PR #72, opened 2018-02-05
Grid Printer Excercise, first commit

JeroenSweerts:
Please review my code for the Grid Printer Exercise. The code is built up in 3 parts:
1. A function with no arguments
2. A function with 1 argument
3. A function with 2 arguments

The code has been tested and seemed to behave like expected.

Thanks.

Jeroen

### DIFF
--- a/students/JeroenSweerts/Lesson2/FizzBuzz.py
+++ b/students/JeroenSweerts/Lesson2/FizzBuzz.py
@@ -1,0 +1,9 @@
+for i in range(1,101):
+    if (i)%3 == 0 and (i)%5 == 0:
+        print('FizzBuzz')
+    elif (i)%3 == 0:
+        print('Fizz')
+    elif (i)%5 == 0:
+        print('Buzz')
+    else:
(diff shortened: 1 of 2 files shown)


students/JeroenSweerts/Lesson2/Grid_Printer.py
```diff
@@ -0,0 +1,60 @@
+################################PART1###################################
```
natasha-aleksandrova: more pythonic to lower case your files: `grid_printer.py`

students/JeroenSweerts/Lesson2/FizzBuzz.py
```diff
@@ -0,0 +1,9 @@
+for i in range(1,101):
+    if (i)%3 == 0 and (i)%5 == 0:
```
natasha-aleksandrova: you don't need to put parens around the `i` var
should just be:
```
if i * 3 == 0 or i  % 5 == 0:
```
______________________________
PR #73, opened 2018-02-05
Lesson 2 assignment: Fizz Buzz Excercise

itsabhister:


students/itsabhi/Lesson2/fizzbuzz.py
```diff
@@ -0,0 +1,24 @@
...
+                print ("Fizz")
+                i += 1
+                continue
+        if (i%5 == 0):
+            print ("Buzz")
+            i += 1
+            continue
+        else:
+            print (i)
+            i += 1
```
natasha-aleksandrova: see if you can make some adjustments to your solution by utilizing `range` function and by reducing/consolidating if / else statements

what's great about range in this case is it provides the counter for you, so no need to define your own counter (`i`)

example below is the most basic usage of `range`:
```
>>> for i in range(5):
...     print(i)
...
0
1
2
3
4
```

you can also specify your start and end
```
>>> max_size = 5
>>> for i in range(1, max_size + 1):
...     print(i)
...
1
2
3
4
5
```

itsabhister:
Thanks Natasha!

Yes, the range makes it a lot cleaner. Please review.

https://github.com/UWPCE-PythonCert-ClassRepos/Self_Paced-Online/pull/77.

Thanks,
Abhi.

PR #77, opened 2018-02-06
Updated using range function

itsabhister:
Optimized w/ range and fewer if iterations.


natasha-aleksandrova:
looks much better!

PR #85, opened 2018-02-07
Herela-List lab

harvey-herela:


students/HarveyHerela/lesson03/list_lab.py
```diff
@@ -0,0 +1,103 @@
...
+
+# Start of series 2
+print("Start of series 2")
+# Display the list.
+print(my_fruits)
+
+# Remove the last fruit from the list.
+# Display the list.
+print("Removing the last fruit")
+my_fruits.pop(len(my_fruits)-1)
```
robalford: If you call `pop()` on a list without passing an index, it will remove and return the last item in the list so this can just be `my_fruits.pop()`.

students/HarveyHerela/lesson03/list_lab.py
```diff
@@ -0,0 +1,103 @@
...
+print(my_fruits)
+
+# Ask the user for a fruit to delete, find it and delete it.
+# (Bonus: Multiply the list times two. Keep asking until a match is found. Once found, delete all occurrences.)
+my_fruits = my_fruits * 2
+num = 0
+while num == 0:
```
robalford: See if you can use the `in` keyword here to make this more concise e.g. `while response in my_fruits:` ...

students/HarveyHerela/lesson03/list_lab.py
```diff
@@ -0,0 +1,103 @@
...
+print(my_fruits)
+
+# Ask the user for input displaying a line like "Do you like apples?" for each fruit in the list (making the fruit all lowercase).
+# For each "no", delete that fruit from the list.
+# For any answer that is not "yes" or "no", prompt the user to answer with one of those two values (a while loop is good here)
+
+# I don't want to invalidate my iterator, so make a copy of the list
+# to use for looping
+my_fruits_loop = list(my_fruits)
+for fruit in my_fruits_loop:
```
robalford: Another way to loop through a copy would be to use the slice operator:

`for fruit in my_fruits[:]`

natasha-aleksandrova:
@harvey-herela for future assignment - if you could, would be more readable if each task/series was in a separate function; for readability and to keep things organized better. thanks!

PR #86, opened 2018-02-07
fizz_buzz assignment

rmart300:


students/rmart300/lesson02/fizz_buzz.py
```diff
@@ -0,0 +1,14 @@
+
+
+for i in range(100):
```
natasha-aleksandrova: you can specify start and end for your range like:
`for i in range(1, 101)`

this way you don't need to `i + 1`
______________________________
Task instructions: Return the lines containing "opened", taking each one from the listing.

Solution for this task:
PR #72, opened 2018-02-05
PR #73, opened 2018-02-05
PR #77, opened 2018-02-06
PR #85, opened 2018-02-07
PR #86, opened 2018-02-07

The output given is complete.